Conditions d’exercice
Le délai de remise du plan de travail est assorti de plusieurs obligations complémentaires.
| Obligation | Détail |
|---|---|
| Délai de principe | 10 jours avant l'application du plan |
| Exception | Délai plus court si mesures de sécurité l'imposent |
| Information préalable | Communication du solde d'heures (bonus/malus) avant la remise |
| Désidératas | L'agent peut formuler ses souhaits de congés et d'aménagements |
| Durée couverte | 1 mois en principe (15 jours minimum pour services imprévisibles) |
| Bilan semestriel | Rencontre direction/représentants du personnel tous les 6 mois |
Modalités pratiques
Le processus de remise du plan de travail suit un enchaînement d'étapes définies par la CCT.
| Étape | Détail |
|---|---|
| Communiquer le solde | Informer l'agent de son solde bonus/malus avant l'élaboration du plan |
| Recueillir les souhaits | Permettre à l'agent de formuler ses désidératas (congés, repos) |
| Établir le plan | Rédiger le plan avec jours de travail, horaires, repos et congés |
| Remettre au salarié | Au moins 10 jours avant le début de la période couverte |
| Conserver la preuve | Garder un accusé de réception ou une trace de la remise |
Pratiques et recommandations
Planifier un calendrier récurrent de remise des plans de travail en fixant une date butoir interne en amont du délai conventionnel de 10 jours pour intégrer le temps nécessaire à la collecte des désidératas des agents.

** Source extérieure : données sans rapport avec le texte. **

PR #525, opened 2022-10-17
Add a JWKS implementation

bellebaum:
This PR Draft implements JWK Sets (Part of [RFC 7517](https://www.rfc-editor.org/rfc/rfc7517.html)) for easier handling of sets.

The goal was to make the handling of JWKS easier. E.g.

```ruby
json = Net::HTTP.get(my_friends_jwks_uri)
jwks = JWT::JWK::Set.new(JSON.parse(json))
jwks.filter! { |key| key[:use] == 'sig' } # Signing Keys only
algorithms = jwks.map { |key| key[:alg] } # & algs_allowed_by_local_policy
JWT.decode some_token, nil, true, algorithms: algorithms, jwks: jwks

my_jwks = JWT::JWK::Set.new # Empty JWKS
my_jwks << JWT::JWK.new(OpenSSL::PKey::RSA.new(2048), use: 'sig')
my_jwks << OpenSSL::PKey::RSA.new(2048)
my_jwks.merge(jwks)
hash = my_jwks.export
```

The draft allows for basic manipulation of the set:

- adding JWKs
- merging JWKSs
- filtering JWKs inside a JWKS
- `export`ing to Hash

Where possible, I tried to use function names and semantics common in the standard library, to not subvert user expectations.

There are currently no tests or documentation, but I would like to get some early feedback to incorporate :)
The selection of methods on JWKSs is currently based on stuff I find helpful in my projects, so feel free to request any changes.

### DIFF
--- a/lib/jwt/jwk/key_finder.rb
+++ b/lib/jwt/jwk/key_finder.rb
@@ -5,8 +5,12 @@ module JWT
     class KeyFinder
       def initialize(options)
         jwks_or_loader = options[:jwks]
-        @jwks          = jwks_or_loader if jwks_or_loader.is_a?(Hash)
-        @jwk_loader    = jwks_or_loader if jwks_or_loader.respond_to?(:call)
+
+        @jwks_loader = if jwks_or_loader.respond_to?(:call)
+          jwks_or_loader
+        else
+          ->(_options) { jwks_or_loader }
+        end
       end
 
       def key_for(kid)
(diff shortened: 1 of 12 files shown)


lib/jwt/jwk/key_finder.rb
```diff
@@ -5,57 +5,37 @@ module JWK
     class KeyFinder
       def initialize(options)
         jwks_or_loader = options[:jwks]
-        @jwks          = jwks_or_loader if jwks_or_loader.is_a?(Hash)
-        @jwk_loader    = jwks_or_loader if jwks_or_loader.respond_to?(:call)
+
+        @jwks_loader = if jwks_or_loader.respond_to?(:call)
+          jwks_or_loader
+        else
+          ->(_options) { jwks_or_loader }
```
anakinj, line 12: Using only procs is a great idea to avoid complexity later.

lib/jwt/jwk/set.rb
```diff
@@ -0,0 +1,80 @@
...
+                else
+                  raise ArgumentError, 'Can only create new JWKS from Hash, Array and JWK'
+        end
+      end
+
+      def export(options = {})
+        { keys: @keys.map { |k| k.export(options) } }
+      end
+
+      def each(&block)
```
anakinj, line 32: `Forwardable` could be used to delegate methods to the underlying Array.

anakinj:
This is a great idea. Left a few random comments

bellebaum:
The `uniq!` bug seems strange.
It sometimes works for me using the `openssl` gemfile, and I was hoping that this was some setup-issue, but apparently it is not.
[The documentation](https://ruby-doc.org/core-3.1.2/Array.html#method-i-uniq-21) seems to indicate that `uniq!` on Arrays filters duplicates as indicated by comparison using `.eql?`. Comparing the two elements manually using this method shows that they are indeed equal, yet `uniq!` does not find any duplicates. I think I am missing something obvious here.

anakinj:
The failing test is probably because https://github.com/ruby/openssl/pull/538 has been shipped. Need to make the tests somehow pass on all versions. I'll take a look at this at some point in the near future, on a quick glimpse it looks great.

anakinj (approved):

anakinj:
@bellebaum I fixed the CI for `ruby-head` could you be so kind and rebase/merge main into your branch?

Also a changelog entry would be great in regards to this feature addition.

anakinj:
Great stuff. Big thank you for putting effort into this!

Issue #394, opened 2020-12-21
Support for OKP JWK keys


anakinj:
We could have support for the representing Ed25519 keys as JWK. To widen the support for the different algorithms.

Justifier par écrit toute remise de plan dans un délai inférieur à 10 jours en documentant les mesures de sécurité ou les contraintes opérationnelles ayant imposé ce raccourcissement, notamment dans le cadre du plan de travail réduit à 15 jours.
Numériser la distribution des plans de travail via un outil digital ou un système de notification pour garantir la traçabilité de la date de remise et prouver le respect du délai en cas de litige.
Préparer le bilan semestriel prévu à l'article 25-1 e) en compilant les statistiques de respect du délai de 10 jours et les cas de dérogation justifiés pour présenter un état complet aux représentants du personnel.
Cadre juridique
| Référence | Objet |
|---|---|
| Art. 25-1 a) CCT Gardiennage 2026-2027 | Délai de remise de 10 jours et information préalable sur le solde |
| Art. 25-1 b) CCT Gardiennage 2026-2027 | Contenu obligatoire du plan de travail |
| Art. 25-1 c) CCT Gardiennage 2026-2027 | Plan de 15 jours pour services imprévisibles |
| Art. 25-1 e) CCT Gardiennage 2026-2027 | Bilan semestriel avec les représentants du personnel |
| Art. 26-6 CCT Gardiennage 2026-2027 | Mention du solde d'heures sur la fiche de paie |
Note
Le délai de 10 jours est un délai de principe, pas un délai absolu. L'exception pour mesures de sécurité doit rester exceptionnelle et ne peut pas devenir la norme. Lors du bilan semestriel, les représentants du personnel peuvent contester une utilisation systématique de l'exception pour imposer des délais réduits.